Among the entries, which lines carry the string "list"? Copy every one.

------ Data to examine

PR #142, opened 2022-11-09
Add data grouping

yetinam:
This PR adds data grouping. This includes:

- grouping in WaveformDataset and MultiWaveformDataset
- a new GroupGenerator
- adjustment of several augmentations to deal with grouped data

Grouping allows to automatically retrieve sets of metadata and waveforms from a dataset. The waveforms are selected based on a common key. For example, this enables to group the data by event and then train multi-station models. However, as any grouping is possible, there are countless options for using the scheme.

This PR does not contain any models. It also does not contain any grouping for the `annotate`/`classify` function. Due to the scale of this feature addition, and to keep the PRs somewhat reasonably sized, I think it's still worthwhile including this part already.

### DIFF
--- a/seisbench/data/base.py
+++ b/seisbench/data/base.py
@@ -1094,9 +1094,17 @@ class WaveformDataset:
             metadata.append(trace_meta)
 
         if return_metadata:
-            return waveforms, metadata
+            return waveforms, WaveformDataset._pack_metadata(metadata)
         else:
             return waveforms
+
+    @staticmethod
+    def _pack_metadata(metadata):
+        """
+        Reformats a list of dict into a dict of lists. Assumes identical keys in all dicts!
+        """
+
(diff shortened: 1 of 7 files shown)


jawooll:
Hey Jannes, thanks for this! Looking good, and makes complete sense to add this incrementally. My time is pretty limited till the end of this week and I don't want to be potentially holding you up on my end with a response to the PR. If you do want to keep adding things go for it, I'll be able to take a look through early next week and just step through what the changes are.

jawooll (approved):
Hey, I've managed to have a look through now, stepping through locally and even though there are quite a few changes. Everything's implemented perfectly and the test coverage is extensive and passing. All looks good to merge from my side! Feel free to go ahead and do this (either squash, or keep the individual commits in the history for more granularity -whatever you prefer). 👍

PR #188, opened 2023-03-30
Fix amplitude normalization in PhaseNet(Light) and EQTransformer (Closes #187)

### LINKED ISSUE #187: Inconsistent normalization strategies
The data normalization strategies between annotate, the original implementation (and weights), and the benchmark derived weights is not always identical. This can lead performance degradation. The table below shows the strategies.

|               | Original | Benchmark | annotate |
|---------------|----------|-----------|----------|
| EQTransformer | std      | peak      | std      |
| PhaseNet      | std      | peak      | std      |
| GPD           | peak     | peak      | peak     |

To fix the issue, the choice of normalization in `annotate` should be made dynamic.

This was originally detected in #186 but is kept in this issue report for better tracking.

yetinam:
See linked issue for description.

I'll updated the corresponding weights in the repository while the CI is running.

### DIFF
--- a/seisbench/models/base.py
+++ b/seisbench/models/base.py
@@ -105,6 +105,13 @@ class SeisBenchModel(nn.Module):
     :type citation: str, optional
     """
 
+    # The model can list combination of weights and versions that should cause a warning.
+    # Each entry is a 3-tuple:
+    # - weights name regex
+    # - weights_version
+    # - warning message
+    _weight_warnings = []
+
     def __init__(self, citation=None):
         super().__init__()
         self._citation = citation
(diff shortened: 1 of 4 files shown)


yetinam:
Weights are updated in the repository now. Furthermore, there is now a warning if older weight versions with incorrect normalization are used. Waiting for the CI to pass and will merge then.

zhong-yy:
Hi @yetinam, loading the updated weight will give an error `ValueError: Weights require seisbench version at least 0.3.2, but the installed version is 0.3.1.dev11+g9b24b60.`

yetinam:
Hi @zhong-yy ,
This happens only on the dev version installed from source. Just run `pip install -e .` again in the repository after pulling the latest changes and it should run. (If it doesn't on main, you might have to run the command while on the maintenance branch. You can safely switch back to main after.)

zhong-yy:
Thank you. There are 3 maintenance branches; to be safe, I prefer to stay in main. I tried install from `pip install seisbench`. Although the version number is 0.3.2,  it seems not the latest code. Finally I just set `seisbench.__verison__="0.3.2"`.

------------

▶ _Result_:
+        Reformats a list of dict into a dict of lists. Assumes identical keys in all dicts!
+    # The model can list combination of weights and versions that should cause a warning.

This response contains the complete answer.